Tampa Bay Times: At Moffitt, a push to ease cancer’s toll in the workplace

By Justine Griffin

Cathy Bishop, a retired teacher and assistant principal in Hillsborough County, is in remission after treating stage IV colon cancer at Moffitt Cancer Center in Tampa. The disease affected key decisions about her career and retirement. [Photo courtesy of Moffitt Cancer Center]

Cathy Bishop worked as a teacher and assistant principal at Hillsborough County schools for nearly 35 years when she found out she had colon cancer.

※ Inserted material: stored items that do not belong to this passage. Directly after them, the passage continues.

Issue #639, opened 2024-12-10
Simplify handling of mstatush


Timmmm:
`mstatush` is not really handled correctly at the moment. The `Mstatus` type is:

```

bitfield Mstatus : xlenbits = {
  SD   : xlen - 1,

  // The MBE and SBE fields are in mstatus in RV64 and absent in RV32.
  // On RV32, they are in mstatush, which doesn't exist in RV64.  For now,
  // they are handled in an ad-hoc way.
  // MBE  : 37
  // SBE  : 36

  // The SXL and UXL fields don't exist on RV32, so they are modelled
  // via explicit getters and setters; see below.
  // SXL  : 35 .. 34,
  // UXL  : 33 .. 32,

  TSR  : 22,
...
  SIE  : 1,
}

register mstatus : Mstatus
```

There *is* an `mstatush` register:

```
bitfield Mstatush : bits(32) = {
  MBE  : 5,
  SBE  : 4
}
register mstatush : Mstatush
```

But it is never modified and we ignore writes to `mstatush` (because the model doesn't support big endian.

This is quite awkward. For other 64-bit registers, e.g. `menvcfg` the `h` version is just a view into the top 32 bits of the 64-bit value (search for `Upper 32 bits of ` in the priv spec and you see a load of these). That is easy to handle because we just have a single `bitfield Menvcfg : bits(64)` and then read/write the relevant parts in the CSR access functions.

However `mstatus` is very annoyingly not *quite* like that because the `SD` bit is always at `xlen - 1`. It is in a different position on RV32 and RV64.

The best solution I can think of is this:

```
bitfield Mstatus : bits(64) = {
  SD_64   : 63, // SD bit for RV64.

  MBE  : 37
  SBE  : 36

  SXL  : 35 .. 34,
  UXL  : 33 .. 32,

  SD_32 : 31, // SD bit for RV32.

  TSR  : 22,
...
  SIE  : 1,
}
```

And then you have to do something like:

```
let sd = mstatus[if xlen == 32 then SD_32 else SD_64];
```

We can put that in a function.

I think that is better than the current situation, and it would remove the need to have getters/setters for MBE/SBE/SXL/UXL.

Timmmm:
For reference, [here are the latest fields for the registers](https://riscv-specs.timhutt.co.uk/spec/riscv-isa-release-89e3947-2024-12-10/riscv-privileged.html#_machine_status_mstatus_and_mstatush_registers).

[...]

PR #652, opened 2024-12-20
refactor mstatus handler function

KotorinMinami:
As mentioned in #639, and there are also some legitimacy issues in legalize_mstatus, so this PR is intended to help make corrections

### DIFF
--- a/model/riscv_sys_control.sail
+++ b/model/riscv_sys_control.sail
@@ -370,16 +370,17 @@ function init_sys() -> unit = {
                 then bool_to_bits(sys_enable_fdext())  /* double-precision */
                 else 0b0;
 
-  mstatus = set_mstatus_SXL(mstatus, misa[MXL]);
-  mstatus = set_mstatus_UXL(mstatus, misa[MXL]);
-  mstatus[SD]   = 0b0;
-  mstatus[MPP] = privLevel_to_bits(lowest_supported_privLevel());
-
-  /* set to little-endian mode */
-  if xlen == 64 then {
-    mstatus = Mk_Mstatus([mstatus.bits with 37 .. 36 = 0b00])
-  };
-  mstatush.bits = zeros();
+  mstatus = [mstatus with
+    SD_64 = 0b0,
+    SD_32 = 0b0,
+    /* SXL and UXL is only valid for 64-bit systems and in RV32 WPRI */
+    SXL = misa[MXL],
+    UXL = misa[MXL],
+    MPP = privLevel_to_bits(lowest_supported_privLevel()),
+    /* set to little-endian mode */
+    MBE = 0b0,
+    SBE = 0b0,
+  ];
 
   mip.bits     = zeros();
   mie.bits     = zeros();
--- a/model/riscv_sys_regs.sail
+++ b/model/riscv_sys_regs.sail
@@ -167,26 +167,25 @@ function have_privLevel(priv : priv_level) -> bool =
     0b11 => true,
   }
 
-bitfield Mstatush : bits(32) = {
-  MBE  : 5,
-  SBE  : 4
-}
-register mstatush : Mstatush
+bitfield Mstatus : bits(64) = {
+  SD_64: 63,
 
-bitfield Mstatus : xlenbits = {
-  SD   : xlen - 1,
+  //MDT  : 42,
+  //MPELP: 41,
 
-  // The MBE and SBE fields are in mstatus in RV64 and absent in RV32.
-  // On RV32, they are in mstatush, which doesn't exist in RV64.  For now,
-  // they are handled in an ad-hoc way.
-  // MBE  : 37
-  // SBE  : 36
+  //MPV  : 39,
+  //GVA  : 38,
 
-  // The SXL and UXL fields don't exist on RV32, so they are modelled
-  // via explicit getters and setters; see below.
-  // SXL  : 35 .. 34,
-  // UXL  : 33 .. 32,
+  MBE  : 37,
+  SBE  : 36,
 
+  SXL  : 35 .. 34,
+  UXL  : 33 .. 32,
+
+  SD_32: 31,
+
+  //SDT  : 24,
+  //SPELP: 23,
   TSR  : 22,
   TW   : 21,
   TVM  : 20,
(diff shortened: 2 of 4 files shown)


model/riscv_sys_regs.sail
```diff
@@ -220,81 +219,80 @@ function get_mstatus_SXL(m : Mstatus) -> arch_xlen = {
...
-  else {
-    let m = vector_update_subrange(m.bits, 35, 34,  a);
-    Mk_Mstatus(m)
-  }
-}
-
 function get_mstatus_UXL(m : Mstatus) -> arch_xlen = {
   if   xlen == 32
   then arch_to_bits(RV32)
   else m.bits[33 .. 32]
```
Timmmm, line 225:
```suggestion
  else m[UXL]
```

model/riscv_sys_regs.sail
```diff
@@ -220,81 +219,80 @@ function get_mstatus_SXL(m : Mstatus) -> arch_xlen = {
...
-function clause read_CSR(0x300) = mstatus.bits
-function clause read_CSR(0x310 if xlen == 32) = mstatush.bits
+function clause read_CSR(0x300) = mstatus.bits[xlen - 1 .. 0]
+function clause read_CSR(0x310 if xlen == 32) = mstatus.bits[63 .. 32]
 
-function clause write_CSR(0x300, value) = { mstatus = legalize_mstatus(mstatus, value); mstatus.bits }
-function clause write_CSR((0x310, value) if xlen == 32) = { mstatush.bits } // ignore writes for now
+function clause write_CSR((0x300, value) if xlen == 64) = { mstatus = legalize_mstatus(mstatus, value); mstatus.bits }
+function clause write_CSR((0x300, value) if xlen == 32) = { mstatus = legalize_mstatus(mstatus, mstatus.bits[63 .. 32] @ value); mstatus.bits[31 .. 0] }
+function clause write_CSR((0x310, value) if xlen == 32) = { mstatus.bits[63 .. 32] } // ignore writes for now
```
Timmmm, line 295:
```suggestion
function clause write_CSR((0x310, value) if xlen == 32) = { mstatus = legalize_mstatus(mstatus, value @ mstatus.bits[31 .. 0]); mstatus.bits[63 .. 32] }
```

model/riscv_vext_regs.sail
```diff
@@ -79,7 +79,8 @@ mapping vreg_name = {
 function dirty_v_context() -> unit = {
   assert(sys_enable_vext());
   mstatus[VS] = extStatus_to_bits(Dirty);
-  mstatus[SD] = 0b1
+  if xlen == 32 then mstatus[SD_32] = 0b1
```
Timmmm, line 82: Maybe add a `set_mstatus_sd()` function since there's already a `get` version and you use this twice.

model/riscv_sys_regs.sail
```diff
@@ -220,81 +219,80 @@ function get_mstatus_SXL(m : Mstatus) -> arch_xlen = {
   else m.bits[35 .. 34]
```
Timmmm, line 219:
```suggestion
  else m[SXL]
```

I think in future I think we can just use `m[SXL]` directly and initialise it to the RV32 value on RV32: https://github.com/riscv/sail-riscv/pull/597/files#diff-e1a3fe7050c3af4c308a5e39bfb7f0f31094022b9892cee9a611bcb57ccb6726R283

model/riscv_sys_regs.sail
```diff
@@ -673,39 +671,34 @@ function clause read_CSR(0xF15) = mconfigptr
...
-}
-
 function lower_mstatus(m : Mstatus) -> Sstatus = {
   let s = Mk_Sstatus(zeros());
-  let s = set_sstatus_UXL(s, get_mstatus_UXL(m));
+  let sd = get_mstatus_SD(m);
 
   [s with
-    SD = m[SD],
+    SD_64 = if xlen == 64 then sd else 0b0,
```
Timmmm, line 697: I think I would just do `SD_64 = m[SD_64]` and `SD_32 = m[SD_32]`. The rest of the code should ensure that they don't get set incorrectly.

model/riscv_sys_control.sail
```diff
@@ -370,16 +370,17 @@ function init_sys() -> unit = {
...
-  if xlen == 64 then {
-    mstatus = Mk_Mstatus([mstatus.bits with 37 .. 36 = 0b00])
-  };
-  mstatush.bits = zeros();
+  mstatus = [mstatus with
+    SD_64 = 0b0,
+    SD_32 = 0b0,
+    /* SXL and UXL is only valid for 64-bit systems and in RV32 WPRI */
+    SXL = if xlen == 64 then misa[MXL] else mstatus[SXL],
+    UXL = if xlen == 64 then misa[MXL] else mstatus[UXL],
```
Timmmm, line 378: I think just set these to `S/UXL = misa[MXL]`. They are non-reset, and #597 moves the initialisation to a more sensible place so the reset function doesn't have to touch them at all.

model/riscv_sys_regs.sail
```diff
@@ -220,81 +219,80 @@ function get_mstatus_SXL(m : Mstatus) -> arch_xlen = {
...
    * that does not have a matching bitfield entry. All bits above 32 are handled
    * explicitly later.
    */
-  // TODO: This method is error prone. We should instead explicitly copy the
-  // fields that are implemented. See legalize_mie() for an example.
-  let m : Mstatus = Mk_Mstatus(zero_extend(v[22 .. 7] @ 0b0 @ v[5 .. 5] @ 0b0 @ v[3 .. 3] @ 0b0 @ v[1 .. 1] @ 0b0));
+  let m : Mstatus = Mk_Mstatus(v);
 
+  // Set dirty bit to OR of other status bits.
+  let dirty = extStatus_of_bits(m[FS]) == Dirty |
```
Timmmm, line 242: This is subtly incorrect - `XS` is read-only zero but if you write `Dirty` to it you'll still set `SD`. `FS` and `VS` can be read-only zero in some cases too.

I would do it in two stages. First set everything except SD. Then set SD based on the new values.

model/riscv_sys_regs.sail
```diff
@@ -220,81 +219,80 @@ function get_mstatus_SXL(m : Mstatus) -> arch_xlen = {
...
+              extStatus_of_bits(m[XS]) == Dirty |
+              extStatus_of_bits(m[VS]) == Dirty;
+
+  [o with
+    SD_64 = if xlen == 64 then bool_to_bits(dirty) else o[SD_64],
+    SD_32 = if xlen == 32 then bool_to_bits(dirty) else o[SD_32],
+    MDT = m[MDT],
```
Timmmm, line 249: I think we shouldn't add fields and make them writeable if we don't actually support them. I would probably just leave these fields out entirely for now. It's less confusing if we add them when we actually implement their functionality.

model/riscv_sys_regs.sail
```diff
@@ -220,81 +219,80 @@ function get_mstatus_SXL(m : Mstatus) -> arch_xlen = {
...
-  /* We don't support dynamic changes to SXL and UXL. */
-  let m = set_mstatus_SXL(m, get_mstatus_SXL(o));
-  let m = set_mstatus_UXL(m, get_mstatus_UXL(o));
-
-  /* We don't currently support changing MBE and SBE. */
-  if xlen == 64 then {
-    Mk_Mstatus([m.bits with 37 .. 36 = 0b00])
-  } else m
+    MPP = if have_privLevel(m[MPP]) then m[MPP] else privLevel_to_bits(lowest_supported_privLevel()),
+    VS = m[VS],
```
Timmmm, line 276: Hmm I think we should making `FS` and `VS` read-only zero in some cases. That's an existing bug though - I made an issue: #661

model/riscv_sys_regs.sail
```diff
@@ -220,81 +219,80 @@ function get_mstatus_SXL(m : Mstatus) -> arch_xlen = {
...
+function legalize_mstatus(o : Mstatus, v : bits(64)) -> Mstatus = {
   /*
    * Populate all defined fields using the bits of v, stripping anything
    * that does not have a matching bitfield entry. All bits above 32 are handled
    * explicitly later.
    */
-  // TODO: This method is error prone. We should instead explicitly copy the
-  // fields that are implemented. See legalize_mie() for an example.
-  let m : Mstatus = Mk_Mstatus(zero_extend(v[22 .. 7] @ 0b0 @ v[5 .. 5] @ 0b0 @ v[3 .. 3] @ 0b0 @ v[1 .. 1] @ 0b0));
+  let m : Mstatus = Mk_Mstatus(v);
```
Timmmm, line 239:
```suggestion
  let m = Mk_Mstatus(v);
```

Timmmm (changes requested):

KotorinMinami:
@Timmmm Is there anything else that needs improvement in my code?

Timmmm (approved):
LGTM - would be nice to get a second opinion though. Any takers @arichardson @jordancarlin etc?

arichardson (approved):
This looks like an improvement to me. Nit: not sure we need to add all the future fields in this PR but I don't mind keeping them here.

model/riscv_sys_regs.sail
```diff
@@ -217,84 +216,92 @@ function effectivePrivilege(t : AccessType(ext_access_type), m : Mstatus, priv :
...
+  then [m with SD_32 = v]
+  else [m with SD_64 = v]
 }
 
-function legalize_mstatus(o : Mstatus, v : xlenbits) -> Mstatus = {
+function legalize_mstatus(o : Mstatus, v : bits(64)) -> Mstatus = {
   /*
    * Populate all defined fields using the bits of v, stripping anything
    * that does not have a matching bitfield entry. All bits above 32 are handled
    * explicitly later.
```
jordancarlin, line 243: Comment needs to be updated. All bits are now handled directly in this function.

jordancarlin (approved):
Minor nit in a comment but otherwise LGTM

model/riscv_sys_regs.sail
KotorinMinami: Thanks! I have edited this commit. What do you think of the commit now?

jordancarlin: Seems fine now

Diagnosed after a routine colonoscopy, she had to make a tough decision about how she was going to let the disease impact her career. She would rely on the health insurance offered to her through the school district to pay for medical bills that stacked up because of chemotherapy and surgery. But ultimately, Bishop chose to work through her diagnosis and treatment plan instead of taking medical leave.

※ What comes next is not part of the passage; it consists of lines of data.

Issue #182, opened 2022-09-12
switch to disable tlbs


neelgala:
I believe there is some sort of a TLB like structure used in SAIL which prevents PTW to be triggered for each memory/instruction access. It would be beneficial if we can have a switch via the cli to disable the TLBs so that all memory/instruction accesses undergo a PTW by default.

This requirement comes from the SIG-ACT with regards to capturing ISA coverage for tests dealing with translation schemes.

Timmmm:
Can you explain more why this is needed (assuming it still is). If tests want to guarantee a page table walk can't they just do an sfence.vma? Doesn't seem like the ACTs should rely on microarchitectural details about the TLB.

allenjbaum:
Good question.  ACTs are trying to avoid microarchitectural details (e.g the presence of a TLB or it's organization and behavior), not rely on them.  I think it was to ensure that certain implicit accesses were made properly (i.e.the full table walk). Yes, we could modify the tests to add the fence op, but it would be a lot of work. 
If this has already been implemented, I'd rather it continue for now, and I'll file an issue to add the fence.vma before every test access for the VMM tests.  And

Timmmm:
I think I'd be more in favour of just fixing the tests, but I'm not sure I fully understand the issue. I'll tag this for discussion in the meeting.

Timmmm:
I think this is probably obsolete with ACT4. Please comment or open a new issue if there's a good reason to do this.

PR #654, opened 2024-12-30
add disable tlb option

KotorinMinami:
As requested in the #182 , riscv-ctg needs to support the switch to disable TLB


Timmmm:
Any objection to closing this? Doesn't seem like anyone knows a reason why it should be needed.

KotorinMinami:
just do your favor

Alasdair:
Would probably need something like this if we were ever to do something similar to our Arm virtual memory semantics for RISC-V, but I don't think we have any plans to do that in the near future.

PR #658, opened 2024-12-31
Gate base counters on Zicntr extension

jordancarlin:
The cycle, time, and instret counters (and their variants) are defined by the Zicntr extension and should not be accessible without that extension. Tying Zicntr to true for now pending the new config system.

### DIFF
--- a/model/riscv_extensions.sail
+++ b/model/riscv_extensions.sail
@@ -32,6 +32,8 @@ enum clause extension = Ext_U
 enum clause extension = Ext_Zicbom
 // Cache-Block Zero Instructions
 enum clause extension = Ext_Zicboz
+// Base Counters and Timers
+enum clause extension = Ext_Zicntr
 // Integer Conditional Operations
 enum clause extension = Ext_Zicond
 // Instruction-Fetch Fence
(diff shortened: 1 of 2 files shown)


arichardson (approved):

Timmmm (approved):

rmn30:
By coincidence I was thinking about these CSRs recently and wondered: do you need to have user mode to have the user mode aliases? I think it's potentially useful to have these even on machine mode only implementations, especially the `time` alias for `mtime`. For example see CHERIoT-Platform/cheriot-sail#95 for a couple of reasons.

Timmmm:
Hmm I think we might have got it wrong anyway actually. The CSR listing table in the spec lists then under "Unprivileged CSRs", not "User CSRs" and they are defined in the "Machine Level ISA" chapter.

Can you make an issue here so we don't forget? We should probably make an issue on the riscv-isa-manual repo to clarify this.

jrtc27:
The spec is already clear:

> Tables 2.2–2.6 list the CSRs that have currently been allocated CSR addresses. The timers, coun-
ters, and floating-point CSRs are standard unprivileged CSRs. The other registers are used by
privileged code, as described in the following chapters. Note that not all registers are required on
all implementations.

jrtc27:
(See https://github.com/riscv/riscv-isa-manual/pull/684)

Timmmm:
Clear by the usual RISC-V "language puzzle" standards maybe! What is "privileged code" or "unprivileged code"? Are those terms defined anywhere?

Timmmm:
That does seem to be what they mean though. I'll make a PR to clarify this in the manual. It's demonstrably *not* clear if two separate implementations interpreted it differently.

PR #662, opened 2025-01-02
Use vector_init for TLB

Timmmm:
This Sail feature was not available when this code was written, but now we can use it to remove the duplication.


jordancarlin (approved):
Simple cleanup

arichardson (approved):

PR #665, opened 2025-01-02
Update LICENCE copyright years for 2025

jordancarlin:


Timmmm:
IMO we should remove the years so we don't have to do this busy work. I've looked into the legalities of it in the past and there's no legal reason to have them. The purpose of the date is to provide evidence of authorship date in case of copyright disputes where the copier claims the work is out of copyright.

However that is not relevant for computer code because:

1. We have Git which is a much better record of when things were written.
2. Sail didn't even exist until 2015 so it's in copyright until at least 2110, and unlikely to be relevant by then!

But we can just update it for now if you like.

Timmmm (approved):

jordancarlin:
I'm fine with removing the years entirely, but we should definitely do one of the two. Leaving it at 2024 doesn't make a whole lot of sense.

PR #667, opened 2025-01-06
Report the correct address for CBO errors

Timmmm:
CBO faults report the address in rs1, not the cache block address.

The spec is not explicit about this yet but I have a pending PR to clarify that: https://github.com/riscv/riscv-isa-manual/pull/1433


jordancarlin (approved):

Timmmm:
Spec update has been merged.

“My retirement is a teacher’s pension, which is half a salary. Basically, not much,” Bishop said. “I have two sons, and one of them was in law school at the time. I had to make a decision that was best for my family.”

Bishop told her story Monday to a room full of professionals from some of the Tampa Bay region’s largest employers. Tech Data, Port Tampa Bay, the YMCA and the city of Orlando government were just a few of the organizations in the audience at the Moffitt Cancer Center in Tampa. Moffitt hosted its first ever “Employer Forum,” where doctors and administrators shed light on the cost of cancer and its huge impact on the workforce. They also proposed a new way of collaborating with insurers to make treatments more affordable for patients like Bishop.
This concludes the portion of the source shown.